(Taiwan, ROC) --- Bencana dahsyat melanda Guangfu, Hualien, menyusul luapan danau alami Sungai Mataian. Insiden ini memicu respons solidaritas luar biasa dari seluruh penjuru Taiwan. Puluhan ribu relawan, yang kemudian dijuluki Pahlawan Sekop, tanpa pamrih berbondong-bondong menuju lokasi bencana yang dipenuhi lumpur selama berhari-hari, bahu-membahu dalam upaya pemulihan.
Fenomena ini menyebabkan Stasiun Kereta Guangfu dipadati oleh kerumunan massa yang ingin berkontribusi.
Gelombang partisipasi sukarela masyarakat Taiwan dalam penanganan bencana ini tidak luput dari sorotan media internasional. The Guardian, sebuah surat kabar terkemuka dari Inggris, pada Kamis (2/10) merilis laporan mendalam yang secara komprehensif mendokumentasikan bagaimana kontingen relawan masif ini membanjiri kota kecil di Hualien tersebut.
Dalam laporannya, The Guardian menguraikan dampak mengerikan dari hujan lebat dan tanah longsor yang dipicu oleh taifun beberapa hari sebelumnya.
Bencana tersebut menumpahkan jutaan ton lumpur dan pasir ke jalanan, menciptakan kondisi darurat yang sangat parah di wilayah tersebut.

Dalam laporannya, The Guardian menguraikan dampak mengerikan dari hujan lebat dan tanah longsor yang dipicu oleh taifun beberapa hari sebelumnya. Foto: YAHOO
The Guardian secara gamblang melukiskan pemandangan kereta api yang sarat dengan relawan tiba di Guangfu. Para sukarelawan, bersenjatakan sekop dan mengenakan sepatu bot tinggi serta topi nelayan, siap sedia terlibat dalam misi penyelamatan.
Mereka berasal dari berbagai latar belakang, meliputi pelajar, biksu, pensiunan, penggemar kebugaran, pekerja migran, hingga orang tua yang turut membawa anak-anak mereka.
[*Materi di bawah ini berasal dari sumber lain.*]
Issue #55, opened 2019-07-31
Server date is used for initial value of last_stag_update


luffah:
In ticket list view `web#model=helpdesk.ticket&view_type=list` : I have ~~inconsistency~~
something i did not expect on last stage update value (last update is before creation...) : the default last stage update is the server start time.

Ticket number | Title | Partner Name | Assigned user | Stage | Priority | Created on | Last Stage Update
 -- | -- | -- | -- | -- | -- | -- | --
HT00032 | Rechargement vue |   |   | New |   | 30/07/2019 12:07:14 | 30/07/2019 11:39:04

Solution in `models/helpdesk_ticket.py`, remove parenthesis in Datetime.now()
```python
    last_stage_update = fields.Datetime(
        string='Last Stage Update',
        default=fields.Datetime.now,
    )
```

pedrobaeza:
Yes, indeed. Please open a PR.

PR #56, opened 2019-08-01
[IMP] helpdesk_mgmt: at creation last_stage_update use actual now

luffah:
In helpdesk ticket, default last_stage_update use actual now instead of server start time.
More details in #55

### DIFF
--- a/helpdesk_mgmt/models/helpdesk_ticket.py
+++ b/helpdesk_mgmt/models/helpdesk_ticket.py
@@ -43,7 +43,7 @@ class HelpdeskTicket(models.Model):
 
     last_stage_update = fields.Datetime(
         string='Last Stage Update',
-        default=fields.Datetime.now(),
+        default=fields.Datetime.now,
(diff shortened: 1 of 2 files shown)


pedrobaeza:
Can you check Travis fail?

luffah:
> Can you check Travis fail?

Maybe the test is too much "strict" .. it does test if the last_stage_update before `ticket.write({'stage_id': self.stage_closed.id})` is strictly older that the one after the write, although the time is registered according to the DEFAULT_SERVER_DATETIME_FORMAT which have the second as unit. (2 `assert` + 1 `write` instructions lasts less than 1 second)

How to run the test on my container ? I want to verify it the error occur when i add a `time.sleep(1)` between the 2 instructions.

pedrobaeza:
Add that instruction here in the PR and Travis will tell without needing to deploy it locally.

emagdalenaC2i (approved):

Sambutan hangat berupa sorakan jia you 加油 (semangat) yang menggema saat mereka turun dari kereta, menjadi simbol nyata kohesi sosial yang kuat di tengah masyarakat Taiwan.
Surat kabar Inggris tersebut bahkan menjuluki para relawan ini sebagai shovel supermen, menyoroti fakta bahwa mayoritas dari mereka datang dari luar wilayah terdampak.
Dengan lebih dari 30.000 relawan yang tiba di Guangfu setiap hari melalui kereta api, jumlah ini empat kali lipat dari populasi lokal, pihak Kereta Api Taiwan (TRA) bahkan terpaksa menambah jadwal perjalanan untuk mengakomodasi lonjakan penumpang yang signifikan.
Laporan tersebut turut menyertakan wawancara dengan beberapa korban bencana, yang mengenang kembali situasi genting saat itu. Terungkap bahwa sehari sebelum bencana, wilayah tersebut telah mengeluarkan beberapa kali peringatan merah dan perintah evakuasi massal. Namun, efektivitas implementasinya masih menjadi pertanyaan.
Mengingat sebagian besar penduduk lokal adalah lansia, yang mungkin tidak dapat menerima pesan teks atau siaran tepat waktu, seharusnya dilakukan pemberitahuan dari rumah ke rumah. Sayangnya, upaya tersebut tidak dapat dilaksanakan secara menyeluruh.
Meskipun sorotan terhadap situasi bencana di Guangfu berangsur-angsur memudar dari pemberitaan media internasional, The Guardian mencatat bahwa di platform media sosial Taiwan, gambar-gambar relawan yang bahu-membahu membersihkan rumah-rumah masih terus tersebar luas.
Bahkan, telah tercipta lagu-lagu khusus untuk mengabadikan semangat ini, dengan harapan dapat menyebarkan secercah harapan dan kekuatan pasca-bencana.